TASK ITEM: Which lines to output? The line containing "By putting these" and every line after it in the data below, each copied exactly.

Collected data

PR #285, opened 2016-05-05
improve promise handling when callback method signature is used

xdumaine:
**Description**

When callback functions (success and error) are provided, invoke these using `promise.then` and `promise.catch` instead of at resolve/reject time.

**Purpose**

By putting these into `then` and `catch` you can ensure that the promise chain is handled by the error handler, instead of causing `Uncaught error in promise chain` errors. I.e., If the promise is rejected, but it's handled by a callback, it should be done in the catch.


KaptenJansson:
LGTM!

KaptenJansson:
Thanks for this btw!

PR #287, opened 2016-05-09
Fix Chrome WebRTC promise-poly to never reject dummy promise from legacy cb calls

jan-ivar:
**Description**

FINISHED TASK:
By putting these into `then` and `catch` you can ensure that the promise chain is handled by the error handler, instead of causing `Uncaught error in promise chain` errors. I.e., If the promise is rejected, but it's handled by a callback, it should be done in the catch.


KaptenJansson:
LGTM!

KaptenJansson:
Thanks for this btw!

PR #287, opened 2016-05-09
Fix Chrome WebRTC promise-poly to never reject dummy promise from legacy cb calls

jan-ivar:
**Description**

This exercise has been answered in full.